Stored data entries
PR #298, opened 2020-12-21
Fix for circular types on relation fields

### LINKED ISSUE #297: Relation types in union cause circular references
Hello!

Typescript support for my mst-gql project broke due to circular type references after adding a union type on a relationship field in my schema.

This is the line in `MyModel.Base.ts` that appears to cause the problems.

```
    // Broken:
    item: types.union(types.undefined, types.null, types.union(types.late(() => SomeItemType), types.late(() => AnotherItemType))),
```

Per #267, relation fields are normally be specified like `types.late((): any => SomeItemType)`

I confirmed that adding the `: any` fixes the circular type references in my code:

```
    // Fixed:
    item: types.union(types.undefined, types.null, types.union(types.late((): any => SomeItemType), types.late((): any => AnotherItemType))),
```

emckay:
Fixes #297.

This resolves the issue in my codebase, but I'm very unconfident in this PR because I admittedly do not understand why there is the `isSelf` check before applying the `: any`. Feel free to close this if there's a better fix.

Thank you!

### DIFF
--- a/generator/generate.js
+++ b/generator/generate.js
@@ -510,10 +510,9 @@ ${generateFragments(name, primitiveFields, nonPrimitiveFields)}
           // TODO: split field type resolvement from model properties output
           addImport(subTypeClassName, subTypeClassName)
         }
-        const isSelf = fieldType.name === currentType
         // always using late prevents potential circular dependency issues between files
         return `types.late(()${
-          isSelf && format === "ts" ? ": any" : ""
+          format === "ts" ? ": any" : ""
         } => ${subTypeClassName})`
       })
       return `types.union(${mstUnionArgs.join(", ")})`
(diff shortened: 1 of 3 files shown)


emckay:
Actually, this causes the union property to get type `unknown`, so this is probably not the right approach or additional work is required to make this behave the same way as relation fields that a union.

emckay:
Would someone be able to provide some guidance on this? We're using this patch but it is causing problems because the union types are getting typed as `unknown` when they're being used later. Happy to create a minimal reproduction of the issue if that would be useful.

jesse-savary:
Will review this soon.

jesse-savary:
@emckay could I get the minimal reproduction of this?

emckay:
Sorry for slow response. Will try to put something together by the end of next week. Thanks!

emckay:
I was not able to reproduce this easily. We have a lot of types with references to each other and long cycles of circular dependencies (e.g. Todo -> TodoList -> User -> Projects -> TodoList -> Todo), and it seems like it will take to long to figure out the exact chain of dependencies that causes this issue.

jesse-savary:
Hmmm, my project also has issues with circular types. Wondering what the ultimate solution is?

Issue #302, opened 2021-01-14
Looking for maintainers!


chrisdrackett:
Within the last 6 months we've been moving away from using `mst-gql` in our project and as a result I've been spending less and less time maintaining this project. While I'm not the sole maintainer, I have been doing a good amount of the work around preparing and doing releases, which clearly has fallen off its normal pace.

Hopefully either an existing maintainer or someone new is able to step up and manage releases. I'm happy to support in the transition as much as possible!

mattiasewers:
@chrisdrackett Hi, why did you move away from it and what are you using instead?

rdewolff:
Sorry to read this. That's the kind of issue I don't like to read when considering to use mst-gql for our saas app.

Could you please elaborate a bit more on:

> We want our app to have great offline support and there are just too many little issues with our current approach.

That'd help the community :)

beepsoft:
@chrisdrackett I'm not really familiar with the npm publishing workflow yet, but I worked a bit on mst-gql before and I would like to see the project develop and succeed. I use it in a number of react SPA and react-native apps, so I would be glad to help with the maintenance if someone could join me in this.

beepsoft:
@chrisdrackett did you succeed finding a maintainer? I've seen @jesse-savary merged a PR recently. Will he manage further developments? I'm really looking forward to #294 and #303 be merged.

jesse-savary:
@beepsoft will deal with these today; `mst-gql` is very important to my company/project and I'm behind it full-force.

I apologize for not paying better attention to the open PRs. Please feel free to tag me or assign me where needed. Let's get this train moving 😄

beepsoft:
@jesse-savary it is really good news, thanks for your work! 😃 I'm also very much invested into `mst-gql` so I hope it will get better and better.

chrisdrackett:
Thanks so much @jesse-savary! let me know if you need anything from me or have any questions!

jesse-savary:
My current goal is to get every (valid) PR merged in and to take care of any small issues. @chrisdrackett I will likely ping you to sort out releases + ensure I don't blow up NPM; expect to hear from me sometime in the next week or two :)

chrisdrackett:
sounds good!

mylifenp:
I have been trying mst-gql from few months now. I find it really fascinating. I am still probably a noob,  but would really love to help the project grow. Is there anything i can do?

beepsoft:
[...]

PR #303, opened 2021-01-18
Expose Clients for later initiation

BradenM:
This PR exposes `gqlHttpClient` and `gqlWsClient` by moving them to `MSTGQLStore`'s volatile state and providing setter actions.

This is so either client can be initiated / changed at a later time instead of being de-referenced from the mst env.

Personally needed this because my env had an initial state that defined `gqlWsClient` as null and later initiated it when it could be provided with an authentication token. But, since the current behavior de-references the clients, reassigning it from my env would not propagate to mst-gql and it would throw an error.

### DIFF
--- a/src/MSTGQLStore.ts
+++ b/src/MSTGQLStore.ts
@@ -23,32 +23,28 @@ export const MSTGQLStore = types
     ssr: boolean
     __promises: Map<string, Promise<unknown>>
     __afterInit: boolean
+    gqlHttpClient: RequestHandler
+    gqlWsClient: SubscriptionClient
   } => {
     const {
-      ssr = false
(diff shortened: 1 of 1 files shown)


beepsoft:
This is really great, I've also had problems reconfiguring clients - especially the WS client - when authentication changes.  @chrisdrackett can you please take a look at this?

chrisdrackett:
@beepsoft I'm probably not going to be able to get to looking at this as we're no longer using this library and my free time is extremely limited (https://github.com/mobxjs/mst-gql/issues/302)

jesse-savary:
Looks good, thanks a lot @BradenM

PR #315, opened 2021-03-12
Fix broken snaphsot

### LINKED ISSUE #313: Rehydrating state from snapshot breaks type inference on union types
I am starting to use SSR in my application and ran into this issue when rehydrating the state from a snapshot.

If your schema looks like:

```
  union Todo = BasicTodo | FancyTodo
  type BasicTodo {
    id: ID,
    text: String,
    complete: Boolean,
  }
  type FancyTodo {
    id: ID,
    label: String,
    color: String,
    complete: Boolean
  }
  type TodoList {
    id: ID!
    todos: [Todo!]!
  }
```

▶ **YOUR GOAL**:
From the data above, gather every line that includes the word "BradenM".

▶ **ANSWER TO THE EXERCISE**:
BradenM:
Looks good, thanks a lot @BradenM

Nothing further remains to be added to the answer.